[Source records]
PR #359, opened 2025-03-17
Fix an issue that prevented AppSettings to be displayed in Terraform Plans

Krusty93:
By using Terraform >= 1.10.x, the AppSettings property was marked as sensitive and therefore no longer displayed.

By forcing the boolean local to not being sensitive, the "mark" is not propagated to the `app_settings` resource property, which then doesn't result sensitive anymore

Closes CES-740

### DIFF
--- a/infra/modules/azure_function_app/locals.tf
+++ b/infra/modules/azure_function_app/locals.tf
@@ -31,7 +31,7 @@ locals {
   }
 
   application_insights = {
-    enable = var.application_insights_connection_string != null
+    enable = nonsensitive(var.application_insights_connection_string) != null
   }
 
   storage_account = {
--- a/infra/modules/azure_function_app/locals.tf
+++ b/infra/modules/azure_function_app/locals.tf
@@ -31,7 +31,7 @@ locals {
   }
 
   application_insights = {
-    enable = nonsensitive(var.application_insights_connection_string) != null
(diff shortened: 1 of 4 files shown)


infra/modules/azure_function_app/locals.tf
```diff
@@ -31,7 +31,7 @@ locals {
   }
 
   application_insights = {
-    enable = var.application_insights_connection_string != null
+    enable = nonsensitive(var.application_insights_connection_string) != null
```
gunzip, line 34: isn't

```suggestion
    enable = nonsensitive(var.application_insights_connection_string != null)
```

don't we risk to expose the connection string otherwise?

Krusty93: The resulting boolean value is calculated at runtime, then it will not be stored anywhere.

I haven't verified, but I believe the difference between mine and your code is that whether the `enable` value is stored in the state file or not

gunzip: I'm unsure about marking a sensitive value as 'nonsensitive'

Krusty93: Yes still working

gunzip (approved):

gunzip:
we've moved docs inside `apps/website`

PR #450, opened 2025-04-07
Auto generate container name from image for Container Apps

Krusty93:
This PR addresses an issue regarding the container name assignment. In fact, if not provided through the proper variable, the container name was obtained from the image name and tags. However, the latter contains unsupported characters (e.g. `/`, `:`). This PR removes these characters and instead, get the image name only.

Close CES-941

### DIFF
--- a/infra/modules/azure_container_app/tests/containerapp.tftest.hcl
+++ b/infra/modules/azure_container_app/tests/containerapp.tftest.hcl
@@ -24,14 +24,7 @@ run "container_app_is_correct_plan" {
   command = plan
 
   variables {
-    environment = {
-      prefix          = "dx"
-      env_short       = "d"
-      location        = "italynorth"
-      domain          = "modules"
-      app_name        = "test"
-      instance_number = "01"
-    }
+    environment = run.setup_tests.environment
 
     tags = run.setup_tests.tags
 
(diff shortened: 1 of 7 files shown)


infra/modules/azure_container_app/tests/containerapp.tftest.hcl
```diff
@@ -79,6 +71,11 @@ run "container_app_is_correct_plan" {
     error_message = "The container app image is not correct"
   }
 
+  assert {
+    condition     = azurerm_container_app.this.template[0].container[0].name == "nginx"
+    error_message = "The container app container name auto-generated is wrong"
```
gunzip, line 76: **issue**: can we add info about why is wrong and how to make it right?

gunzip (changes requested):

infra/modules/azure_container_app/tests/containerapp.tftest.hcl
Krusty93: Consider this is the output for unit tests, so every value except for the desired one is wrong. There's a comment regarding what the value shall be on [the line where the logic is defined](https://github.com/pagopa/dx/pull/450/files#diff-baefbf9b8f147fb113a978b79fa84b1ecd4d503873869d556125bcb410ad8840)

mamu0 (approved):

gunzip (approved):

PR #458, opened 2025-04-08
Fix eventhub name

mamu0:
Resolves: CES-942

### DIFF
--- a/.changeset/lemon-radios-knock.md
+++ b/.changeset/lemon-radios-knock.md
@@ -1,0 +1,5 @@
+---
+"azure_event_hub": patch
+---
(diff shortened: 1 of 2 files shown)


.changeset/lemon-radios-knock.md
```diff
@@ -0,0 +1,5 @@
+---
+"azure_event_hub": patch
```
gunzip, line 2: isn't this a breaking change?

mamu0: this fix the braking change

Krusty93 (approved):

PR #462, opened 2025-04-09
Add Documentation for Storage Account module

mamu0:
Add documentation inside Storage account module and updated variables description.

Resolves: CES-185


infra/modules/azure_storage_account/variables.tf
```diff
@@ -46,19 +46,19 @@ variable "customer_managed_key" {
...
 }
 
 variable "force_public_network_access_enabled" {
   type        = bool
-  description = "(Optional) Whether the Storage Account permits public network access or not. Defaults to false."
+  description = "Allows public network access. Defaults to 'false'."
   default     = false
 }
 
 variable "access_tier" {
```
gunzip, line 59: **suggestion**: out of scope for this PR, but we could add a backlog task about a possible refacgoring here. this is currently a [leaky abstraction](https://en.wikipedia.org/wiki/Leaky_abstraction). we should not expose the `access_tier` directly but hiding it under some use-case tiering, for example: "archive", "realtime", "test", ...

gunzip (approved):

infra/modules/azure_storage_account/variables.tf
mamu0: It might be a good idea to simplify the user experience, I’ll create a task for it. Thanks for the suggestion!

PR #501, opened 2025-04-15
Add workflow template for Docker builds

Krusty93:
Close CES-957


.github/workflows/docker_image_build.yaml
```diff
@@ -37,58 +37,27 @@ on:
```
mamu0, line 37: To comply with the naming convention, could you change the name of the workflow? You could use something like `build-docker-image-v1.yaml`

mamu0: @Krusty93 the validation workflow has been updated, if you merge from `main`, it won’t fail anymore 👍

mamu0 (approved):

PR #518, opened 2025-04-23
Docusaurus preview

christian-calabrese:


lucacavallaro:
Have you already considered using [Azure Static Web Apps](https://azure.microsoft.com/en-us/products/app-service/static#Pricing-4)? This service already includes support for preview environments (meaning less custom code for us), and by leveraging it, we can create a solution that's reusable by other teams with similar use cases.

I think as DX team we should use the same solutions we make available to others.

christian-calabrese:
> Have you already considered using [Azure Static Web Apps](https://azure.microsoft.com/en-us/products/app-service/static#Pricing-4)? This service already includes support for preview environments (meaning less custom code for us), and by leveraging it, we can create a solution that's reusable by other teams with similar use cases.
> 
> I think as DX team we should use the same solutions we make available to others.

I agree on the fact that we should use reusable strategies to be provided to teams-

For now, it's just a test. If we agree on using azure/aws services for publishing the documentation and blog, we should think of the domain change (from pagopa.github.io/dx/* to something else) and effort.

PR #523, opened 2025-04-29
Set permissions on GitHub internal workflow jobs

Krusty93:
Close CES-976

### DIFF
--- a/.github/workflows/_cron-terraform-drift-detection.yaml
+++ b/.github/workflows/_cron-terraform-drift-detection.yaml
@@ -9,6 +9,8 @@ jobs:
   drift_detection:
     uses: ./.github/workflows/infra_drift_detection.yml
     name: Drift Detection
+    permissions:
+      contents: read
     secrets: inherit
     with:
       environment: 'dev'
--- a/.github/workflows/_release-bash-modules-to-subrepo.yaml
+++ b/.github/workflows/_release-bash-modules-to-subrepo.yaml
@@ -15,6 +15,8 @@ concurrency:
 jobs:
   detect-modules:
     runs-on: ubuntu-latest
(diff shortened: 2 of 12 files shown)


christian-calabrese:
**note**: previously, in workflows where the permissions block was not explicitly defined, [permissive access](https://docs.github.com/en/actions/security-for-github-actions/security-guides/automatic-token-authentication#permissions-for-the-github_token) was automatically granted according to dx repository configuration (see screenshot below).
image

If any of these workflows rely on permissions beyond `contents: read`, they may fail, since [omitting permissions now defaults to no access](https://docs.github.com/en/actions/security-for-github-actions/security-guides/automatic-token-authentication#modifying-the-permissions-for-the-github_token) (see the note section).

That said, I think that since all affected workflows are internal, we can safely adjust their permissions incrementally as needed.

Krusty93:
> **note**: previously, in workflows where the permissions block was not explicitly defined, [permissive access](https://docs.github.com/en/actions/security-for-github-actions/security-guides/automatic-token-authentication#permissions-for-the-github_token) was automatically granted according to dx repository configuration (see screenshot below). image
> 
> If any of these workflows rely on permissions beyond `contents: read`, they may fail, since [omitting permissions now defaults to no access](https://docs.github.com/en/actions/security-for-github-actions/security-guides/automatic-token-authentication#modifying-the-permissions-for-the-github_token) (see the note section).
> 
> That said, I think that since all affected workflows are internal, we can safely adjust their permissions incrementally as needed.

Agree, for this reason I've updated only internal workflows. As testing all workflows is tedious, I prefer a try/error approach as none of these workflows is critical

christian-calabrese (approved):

# Your goal
Copy out, word for word, the part of the entries above that begins at the line with "Krusty93: The resulting" and ends at the line with "PR #450, opened 2025-04-07", including both.

# Answer section
Krusty93: The resulting boolean value is calculated at runtime, then it will not be stored anywhere.

I haven't verified, but I believe the difference between mine and your code is that whether the `enable` value is stored in the state file or not

gunzip: I'm unsure about marking a sensitive value as 'nonsensitive'

Krusty93: Yes still working

gunzip (approved):

gunzip:
we've moved docs inside `apps/website`

PR #450, opened 2025-04-07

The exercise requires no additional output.